RECORD SET »
▬▬▬▬▬▬▬▬▬▬

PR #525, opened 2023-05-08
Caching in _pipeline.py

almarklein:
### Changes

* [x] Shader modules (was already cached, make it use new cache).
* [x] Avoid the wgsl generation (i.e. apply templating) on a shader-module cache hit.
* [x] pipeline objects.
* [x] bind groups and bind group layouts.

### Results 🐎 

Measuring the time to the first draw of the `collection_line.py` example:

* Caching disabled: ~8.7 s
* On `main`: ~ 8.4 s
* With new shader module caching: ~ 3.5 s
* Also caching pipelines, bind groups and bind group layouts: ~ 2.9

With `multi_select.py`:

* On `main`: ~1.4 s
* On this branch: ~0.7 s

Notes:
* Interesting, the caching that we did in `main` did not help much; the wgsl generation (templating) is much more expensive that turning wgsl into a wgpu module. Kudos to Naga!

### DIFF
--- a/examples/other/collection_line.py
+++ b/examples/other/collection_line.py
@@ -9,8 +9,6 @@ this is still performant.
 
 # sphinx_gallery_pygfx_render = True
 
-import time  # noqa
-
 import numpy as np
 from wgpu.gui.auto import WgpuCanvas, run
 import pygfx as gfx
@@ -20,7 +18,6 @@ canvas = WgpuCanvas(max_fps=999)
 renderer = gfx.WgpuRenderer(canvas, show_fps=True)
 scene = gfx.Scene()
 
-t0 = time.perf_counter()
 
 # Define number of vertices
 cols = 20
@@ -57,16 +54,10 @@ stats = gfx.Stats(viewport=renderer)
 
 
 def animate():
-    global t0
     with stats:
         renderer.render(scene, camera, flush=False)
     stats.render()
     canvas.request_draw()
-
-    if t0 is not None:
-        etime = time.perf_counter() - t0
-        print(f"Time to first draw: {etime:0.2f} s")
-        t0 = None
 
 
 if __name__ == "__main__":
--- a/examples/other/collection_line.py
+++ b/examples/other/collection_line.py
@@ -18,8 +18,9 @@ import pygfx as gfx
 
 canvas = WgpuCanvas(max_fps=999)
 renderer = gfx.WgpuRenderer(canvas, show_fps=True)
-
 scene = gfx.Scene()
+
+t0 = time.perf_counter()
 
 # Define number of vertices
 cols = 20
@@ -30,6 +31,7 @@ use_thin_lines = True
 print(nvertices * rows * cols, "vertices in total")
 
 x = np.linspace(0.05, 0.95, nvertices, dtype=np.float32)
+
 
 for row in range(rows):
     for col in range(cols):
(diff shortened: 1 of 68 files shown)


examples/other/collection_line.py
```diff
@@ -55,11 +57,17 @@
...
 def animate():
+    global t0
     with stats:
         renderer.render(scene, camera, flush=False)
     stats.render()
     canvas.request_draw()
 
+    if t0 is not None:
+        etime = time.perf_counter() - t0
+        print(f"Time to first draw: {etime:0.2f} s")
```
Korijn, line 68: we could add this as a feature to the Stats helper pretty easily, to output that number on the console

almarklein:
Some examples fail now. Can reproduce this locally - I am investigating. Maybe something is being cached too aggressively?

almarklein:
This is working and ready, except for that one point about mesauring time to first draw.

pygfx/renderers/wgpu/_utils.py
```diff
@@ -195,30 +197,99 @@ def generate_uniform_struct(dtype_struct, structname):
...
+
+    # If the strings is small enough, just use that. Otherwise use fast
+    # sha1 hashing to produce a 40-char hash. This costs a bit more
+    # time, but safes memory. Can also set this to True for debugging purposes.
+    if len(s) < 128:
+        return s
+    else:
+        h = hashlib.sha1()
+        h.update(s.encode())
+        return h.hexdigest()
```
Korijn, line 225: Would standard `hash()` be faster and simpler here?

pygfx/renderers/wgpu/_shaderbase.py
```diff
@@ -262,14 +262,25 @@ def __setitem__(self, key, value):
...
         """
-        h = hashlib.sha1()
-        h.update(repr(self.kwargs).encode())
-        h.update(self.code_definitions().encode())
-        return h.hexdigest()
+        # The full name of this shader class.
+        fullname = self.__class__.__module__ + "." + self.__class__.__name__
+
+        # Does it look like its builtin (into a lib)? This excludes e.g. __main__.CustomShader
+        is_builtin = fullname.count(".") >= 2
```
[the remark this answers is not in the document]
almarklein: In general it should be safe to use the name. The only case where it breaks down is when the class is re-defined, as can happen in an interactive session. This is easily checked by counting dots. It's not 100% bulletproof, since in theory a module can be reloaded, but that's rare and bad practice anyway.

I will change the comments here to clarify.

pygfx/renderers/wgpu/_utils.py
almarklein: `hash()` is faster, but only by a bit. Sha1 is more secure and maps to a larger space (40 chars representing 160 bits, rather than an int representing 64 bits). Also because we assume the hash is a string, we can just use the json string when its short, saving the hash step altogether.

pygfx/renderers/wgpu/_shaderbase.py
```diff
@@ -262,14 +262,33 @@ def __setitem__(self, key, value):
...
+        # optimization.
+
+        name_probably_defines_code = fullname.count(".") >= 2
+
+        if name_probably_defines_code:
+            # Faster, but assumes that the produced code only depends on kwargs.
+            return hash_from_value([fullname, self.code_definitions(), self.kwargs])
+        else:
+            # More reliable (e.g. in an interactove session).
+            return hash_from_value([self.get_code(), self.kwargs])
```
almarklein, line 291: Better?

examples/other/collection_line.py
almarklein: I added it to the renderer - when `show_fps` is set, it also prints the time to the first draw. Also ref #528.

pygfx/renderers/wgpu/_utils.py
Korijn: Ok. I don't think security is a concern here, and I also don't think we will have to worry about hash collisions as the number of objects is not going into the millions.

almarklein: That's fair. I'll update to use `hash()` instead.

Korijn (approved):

▬▬▬▬▬▬▬▬▬▬

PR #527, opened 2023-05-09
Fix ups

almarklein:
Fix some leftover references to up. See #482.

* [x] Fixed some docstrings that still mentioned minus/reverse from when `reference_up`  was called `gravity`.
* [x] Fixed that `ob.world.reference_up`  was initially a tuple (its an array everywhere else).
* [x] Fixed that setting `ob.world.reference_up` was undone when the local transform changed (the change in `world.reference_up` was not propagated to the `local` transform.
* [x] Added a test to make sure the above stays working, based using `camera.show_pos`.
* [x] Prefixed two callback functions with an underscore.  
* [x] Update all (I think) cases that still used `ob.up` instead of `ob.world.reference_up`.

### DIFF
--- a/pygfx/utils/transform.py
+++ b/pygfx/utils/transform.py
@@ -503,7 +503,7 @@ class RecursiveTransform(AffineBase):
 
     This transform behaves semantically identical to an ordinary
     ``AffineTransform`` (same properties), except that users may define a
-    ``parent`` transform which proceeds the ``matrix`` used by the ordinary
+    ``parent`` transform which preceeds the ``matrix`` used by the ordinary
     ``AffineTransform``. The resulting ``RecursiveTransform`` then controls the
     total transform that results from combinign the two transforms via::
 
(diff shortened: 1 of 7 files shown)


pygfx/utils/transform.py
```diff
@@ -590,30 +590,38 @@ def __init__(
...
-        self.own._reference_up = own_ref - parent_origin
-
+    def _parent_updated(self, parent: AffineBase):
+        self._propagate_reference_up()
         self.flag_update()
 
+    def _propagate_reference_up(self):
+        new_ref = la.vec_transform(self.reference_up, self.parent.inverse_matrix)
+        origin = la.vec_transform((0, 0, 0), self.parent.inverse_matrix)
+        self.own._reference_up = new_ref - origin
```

▬▬▬▬▬▬▬▬▬▬

TASK REQUIREMENTS »
From the records above, copy out the line with "array everywhere else).", the line with "[x] Added a", and every line between them, word for word.

SOLVED PROBLEM »
* [x] Fixed that `ob.world.reference_up`  was initially a tuple (its an array everywhere else).
* [x] Fixed that setting `ob.world.reference_up` was undone when the local transform changed (the change in `world.reference_up` was not propagated to the `local` transform.
* [x] Added a test to make sure the above stays working, based using `camera.show_pos`.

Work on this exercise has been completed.